INPUT FOR THIS TASK Start Marker

PR #1056, opened 2019-09-12
[crm] syslog generation handling for single threshold for different b…

AmitKaushik7:
…indpoints

**What I did**
Updated threshold checking in a way that Exceed Threshold syslog message gets generated when the usage for any of the ACL group(bindpoint) exceeds the configured High Thresholds and gets cleared when usage of all the ACL group falls below configured low Threshold.

**Why I did it**
There is single threshold low and high range for multiple ACL group (similarly for ACL tables as well), but multiple bindpoints. The usage can be low for some bindpoints and higher for other bindpoints. which leads to generation of continuous syslog message generation with THRESHOLD_EXCEEDED and THRESHOLD_CLEAR messages  at the same time.  
Exceeded Threshold message should get generated only when resource count for any acl group exceeds the Max Thresholds and gets cleared when it falls below the lower threshold for all the acl groups.

**How I verified it**
Configure CRM configure thresholds for ACL group.
Create ACL group with different bindpoints such that
 for some bindpoints the usage is higher than the configured threshold and 
 for some bindpoints threshold is lower than the configured high threshold.
Configure crm polling interval
Observe that the Threshold Exceeded syslog messages are getting generated only once for the ACL group. Verify that no Threshold Clear messages are seen.
Now release the ACL resources and observe that the Clear messages gets generated only when the ACL group usage for all bindpoints falls below than the configured low threshold.
 
**Details if related**

### DIFF
--- a/orchagent/crmorch.cpp
+++ b/orchagent/crmorch.cpp
@@ -571,7 +571,6 @@ void CrmOrch::checkCrmThresholds()
                 maxUsedCounter = cnt.usedCounter;
                 maxAvailableCounter = cnt.availableCounter;
             }
-
         } // end of counters loop
         if ((maxUtilization >= res.highThreshold) && (res.exceededLogCounter < CRM_EXCEEDED_MSG_MAX))
         {


AmitKaushik7:
CI:rerun

AmitKaushik7:
Please retest this..

prsunny:
@AmitKaushik7 , as per this doc, "These messages must be suppressed after printing for 10 times.", so you will only see 10 messages since there is a check to suppress this in code. I understand the continuous 'EXCEED' message in this case, but why there is a continuous 'CLEAR'.

AmitKaushik7:
EXCEED Messages must be suppressed after printing 10 times and CLEAR message can appear max once until an EXCEED message appears for a CRM resource.
We will not see any issue with v4/v6 nhop,neigh,routes,ecmp resources as they have single threshold defined for each CRM resource. 

The issue is when multiple Bind Points/table entries share a common High/Low Threshold. For ACL group/table, we have single threshold for multiple bindpoints/ multiple tables.
Here we will observe alternate EXCEED and CLEAR messages continuously. 

Say we have High threshold configured for ACL table as 85% and low threshold as 50% which is common for all bindpoints(for a single CRM resource eg ACL table/group). 
If the usage for One bindpoint is 90% and usage for another bindpoint is 0%, then we will get alternate EXCEED-CLEAR messages (once for each bindpoint/entry)
With a reduced polling interval of 1, every second we will see these messages. 

The fix is to report EXCEED message only if the threshold of any bindpoint exceeds the High Threshold and report CLEAR when the threshold for all bindpoints of that resource are below the Low Threshold for the resource.

PR #1060, opened 2019-09-18
[aclorch]: Fix table name in counter table for mirror rules

stcheng:
In ACL combined mode, v4 and v6 rules are sharing the same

INPUT FOR THIS TASK End Marker

_WHAT YOU HAVE TO DO:_
Return the line that contains "Here we will", along with every line after it in the data above, exactly and with nothing else.

_ANSWER BOX:_
Here we will observe alternate EXCEED and CLEAR messages continuously. 

Say we have High threshold configured for ACL table as 85% and low threshold as 50% which is common for all bindpoints(for a single CRM resource eg ACL table/group). 
If the usage for One bindpoint is 90% and usage for another bindpoint is 0%, then we will get alternate EXCEED-CLEAR messages (once for each bindpoint/entry)
With a reduced polling interval of 1, every second we will see these messages. 

The fix is to report EXCEED message only if the threshold of any bindpoint exceeds the High Threshold and report CLEAR when the threshold for all bindpoints of that resource are below the Low Threshold for the resource.

PR #1060, opened 2019-09-18
[aclorch]: Fix table name in counter table for mirror rules

stcheng:
In ACL combined mode, v4 and v6 rules are sharing the same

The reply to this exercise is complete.